### WHAT TO WORK ON
Looking at the data below, state how many lines contain "landed". No other words are wanted.

### DATA FOR THIS EXERCISE
[Start of Attachment]

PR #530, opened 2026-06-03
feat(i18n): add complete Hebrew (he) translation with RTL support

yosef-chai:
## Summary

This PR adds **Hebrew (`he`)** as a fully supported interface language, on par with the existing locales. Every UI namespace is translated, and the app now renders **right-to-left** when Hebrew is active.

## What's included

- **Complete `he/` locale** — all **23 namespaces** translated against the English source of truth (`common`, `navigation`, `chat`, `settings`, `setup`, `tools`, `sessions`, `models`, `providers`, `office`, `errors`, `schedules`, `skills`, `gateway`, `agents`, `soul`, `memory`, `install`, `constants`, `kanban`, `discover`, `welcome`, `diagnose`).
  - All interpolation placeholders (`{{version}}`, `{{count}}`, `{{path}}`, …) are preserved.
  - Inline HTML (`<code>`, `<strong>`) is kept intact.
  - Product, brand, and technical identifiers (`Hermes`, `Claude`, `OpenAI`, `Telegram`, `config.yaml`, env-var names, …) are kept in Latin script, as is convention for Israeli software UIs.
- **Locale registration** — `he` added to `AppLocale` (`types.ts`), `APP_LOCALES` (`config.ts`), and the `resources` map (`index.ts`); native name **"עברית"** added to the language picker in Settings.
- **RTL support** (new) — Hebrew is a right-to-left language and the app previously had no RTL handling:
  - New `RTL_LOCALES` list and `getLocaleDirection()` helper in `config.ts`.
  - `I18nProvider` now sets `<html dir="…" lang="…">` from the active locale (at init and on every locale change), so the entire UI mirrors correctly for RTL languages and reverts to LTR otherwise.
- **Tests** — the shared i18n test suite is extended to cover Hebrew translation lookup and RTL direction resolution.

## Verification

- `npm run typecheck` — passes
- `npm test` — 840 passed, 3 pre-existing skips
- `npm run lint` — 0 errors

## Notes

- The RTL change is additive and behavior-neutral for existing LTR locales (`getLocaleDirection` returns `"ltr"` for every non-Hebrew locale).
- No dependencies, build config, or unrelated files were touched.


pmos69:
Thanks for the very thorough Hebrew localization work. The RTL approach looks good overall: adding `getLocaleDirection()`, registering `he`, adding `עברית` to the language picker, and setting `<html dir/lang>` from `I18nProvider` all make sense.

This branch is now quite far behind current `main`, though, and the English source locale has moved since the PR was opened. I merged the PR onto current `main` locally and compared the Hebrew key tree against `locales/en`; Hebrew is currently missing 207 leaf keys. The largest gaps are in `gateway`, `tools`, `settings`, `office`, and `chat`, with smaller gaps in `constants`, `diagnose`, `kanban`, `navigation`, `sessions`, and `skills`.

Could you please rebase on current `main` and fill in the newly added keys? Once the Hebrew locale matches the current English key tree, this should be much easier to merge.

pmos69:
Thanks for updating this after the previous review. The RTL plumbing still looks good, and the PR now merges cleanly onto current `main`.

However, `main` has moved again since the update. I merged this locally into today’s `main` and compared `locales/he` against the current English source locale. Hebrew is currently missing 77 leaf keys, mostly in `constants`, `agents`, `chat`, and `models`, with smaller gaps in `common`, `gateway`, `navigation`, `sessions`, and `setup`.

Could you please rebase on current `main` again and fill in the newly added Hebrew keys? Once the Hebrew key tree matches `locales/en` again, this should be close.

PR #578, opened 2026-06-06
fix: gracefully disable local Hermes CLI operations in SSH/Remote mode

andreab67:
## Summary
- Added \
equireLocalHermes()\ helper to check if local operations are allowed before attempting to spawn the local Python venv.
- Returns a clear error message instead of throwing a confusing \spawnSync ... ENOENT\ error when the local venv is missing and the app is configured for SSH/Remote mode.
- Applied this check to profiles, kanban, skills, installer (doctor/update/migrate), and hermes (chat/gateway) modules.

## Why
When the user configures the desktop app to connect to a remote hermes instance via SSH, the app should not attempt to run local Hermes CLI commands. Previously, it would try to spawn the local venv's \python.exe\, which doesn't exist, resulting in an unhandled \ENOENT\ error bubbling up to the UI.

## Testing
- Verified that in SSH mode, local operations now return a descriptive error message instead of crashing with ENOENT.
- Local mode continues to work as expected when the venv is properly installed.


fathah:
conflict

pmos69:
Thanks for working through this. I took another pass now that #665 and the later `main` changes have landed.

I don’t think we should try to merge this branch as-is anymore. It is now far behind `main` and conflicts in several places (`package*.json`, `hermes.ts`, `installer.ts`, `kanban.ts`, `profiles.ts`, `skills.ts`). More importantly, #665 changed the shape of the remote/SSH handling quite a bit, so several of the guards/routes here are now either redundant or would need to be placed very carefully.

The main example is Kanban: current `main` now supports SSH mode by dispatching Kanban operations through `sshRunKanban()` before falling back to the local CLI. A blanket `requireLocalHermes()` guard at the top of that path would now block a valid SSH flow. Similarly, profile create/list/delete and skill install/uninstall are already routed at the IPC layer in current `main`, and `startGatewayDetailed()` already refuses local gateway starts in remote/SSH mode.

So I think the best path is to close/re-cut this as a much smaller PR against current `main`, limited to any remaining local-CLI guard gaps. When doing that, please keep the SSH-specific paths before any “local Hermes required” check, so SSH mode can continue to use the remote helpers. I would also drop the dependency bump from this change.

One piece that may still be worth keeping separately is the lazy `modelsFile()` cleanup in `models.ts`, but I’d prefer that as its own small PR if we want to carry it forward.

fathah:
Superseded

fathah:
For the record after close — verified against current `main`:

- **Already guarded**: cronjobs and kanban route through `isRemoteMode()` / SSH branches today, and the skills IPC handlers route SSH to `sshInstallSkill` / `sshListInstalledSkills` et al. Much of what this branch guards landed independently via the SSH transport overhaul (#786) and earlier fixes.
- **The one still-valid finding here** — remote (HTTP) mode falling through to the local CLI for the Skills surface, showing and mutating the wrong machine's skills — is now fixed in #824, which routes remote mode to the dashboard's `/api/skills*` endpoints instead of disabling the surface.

[End of Attachment]
[Start of Attachment]

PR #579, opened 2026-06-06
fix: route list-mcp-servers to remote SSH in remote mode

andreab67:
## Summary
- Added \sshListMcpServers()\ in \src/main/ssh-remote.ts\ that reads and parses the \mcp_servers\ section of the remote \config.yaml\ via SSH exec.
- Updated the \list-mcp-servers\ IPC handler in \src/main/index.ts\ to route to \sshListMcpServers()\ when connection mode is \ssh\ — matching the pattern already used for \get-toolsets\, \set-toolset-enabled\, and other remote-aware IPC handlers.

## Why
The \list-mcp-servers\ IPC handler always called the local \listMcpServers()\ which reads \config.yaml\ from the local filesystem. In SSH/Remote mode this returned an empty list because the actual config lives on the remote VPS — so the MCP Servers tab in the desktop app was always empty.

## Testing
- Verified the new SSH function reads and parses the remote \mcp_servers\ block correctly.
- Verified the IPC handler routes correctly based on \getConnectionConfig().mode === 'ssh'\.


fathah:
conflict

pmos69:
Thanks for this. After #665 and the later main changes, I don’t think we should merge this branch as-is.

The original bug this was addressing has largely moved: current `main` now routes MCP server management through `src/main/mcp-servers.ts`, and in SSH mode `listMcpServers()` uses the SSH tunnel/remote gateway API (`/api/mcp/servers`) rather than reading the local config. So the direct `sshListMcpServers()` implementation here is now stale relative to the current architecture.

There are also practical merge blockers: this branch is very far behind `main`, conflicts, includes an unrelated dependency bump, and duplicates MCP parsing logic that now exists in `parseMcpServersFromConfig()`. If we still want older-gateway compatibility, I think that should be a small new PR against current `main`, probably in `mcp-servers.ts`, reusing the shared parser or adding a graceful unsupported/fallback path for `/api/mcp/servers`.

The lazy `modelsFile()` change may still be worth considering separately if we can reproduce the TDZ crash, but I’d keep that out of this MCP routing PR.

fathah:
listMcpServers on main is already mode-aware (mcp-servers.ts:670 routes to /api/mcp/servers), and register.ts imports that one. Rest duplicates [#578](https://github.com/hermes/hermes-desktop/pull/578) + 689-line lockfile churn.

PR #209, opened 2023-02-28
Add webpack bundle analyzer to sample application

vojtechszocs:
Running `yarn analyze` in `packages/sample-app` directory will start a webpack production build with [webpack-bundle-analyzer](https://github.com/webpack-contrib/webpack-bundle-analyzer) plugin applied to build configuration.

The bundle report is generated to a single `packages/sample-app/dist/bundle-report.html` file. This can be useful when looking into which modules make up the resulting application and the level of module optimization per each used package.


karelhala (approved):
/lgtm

[End of Attachment]

### RESULT OF THE TASK
2